Issue #376, opened 2025-02-24
Fonts with outlines and drop shadows


msom:
Some fonts have a (black) outline not covered by the palette.

This is an example with the first font. The palette colors are 1. transparent, 2. dark yellow, 3. light yellow. It seems like outline pixels are added when:
- no pixel from the second and third palette (yellows) are present
- at least one pixel from the third palette (dark yellow) is within reach of 1 pixel

<img width="689" alt="Image" src="https://github.com/user-attachments/assets/6cf9eab7-236a-4470-a3f6-25d8cec773ac" />

This is another example:

<img width="307" alt="Image" src="https://github.com/user-attachments/assets/ec42fccf-f540-44ba-bf0b-4db336f02eb1" />

The first palette color (transparent) is somewhat overlapping but is missing some of pixels and has some additional pixels (for example on the lower right of the "p":

<img width="542" alt="Image" src="https://github.com/user-attachments/assets/e71cd870-62c1-4e49-80b0-dcfcfaa82d31" />

Drop shadows are similar. Pixels are added if:
- no pixel from the second and third palette (yellows) are present
- at least on pixel from the second or third palette is on the left or above

This is an example with white / dark gray:
<img width="758" alt="Image" src="https://github.com/user-attachments/assets/97f79d06-dc3c-46a0-9d10-ed6074236172" />

Maybe it's possible to define something similar to `MakeOptimizedFontWithPalette` but which draws the glyphs with outlines / dropshadows

kazzmir:
Maybe we can use something similar to the edge shader?

msom:
That might be easier, especially since the outline/shadow is also in the spacing between glyphs...

kazzmir:
mostly resolved by #377

PR #377, opened 2025-02-24
font: draw outline around glyphs

kazzmir:
image


kazzmir:
closes https://github.com/kazzmir/master-of-magic/issues/376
____
● **Work to complete**
Report each line in the data that holds the word "something".

● **Reply to the task**
Maybe it's possible to define something similar to `MakeOptimizedFontWithPalette` but which draws the glyphs with outlines / dropshadows
Maybe we can use something similar to the edge shader?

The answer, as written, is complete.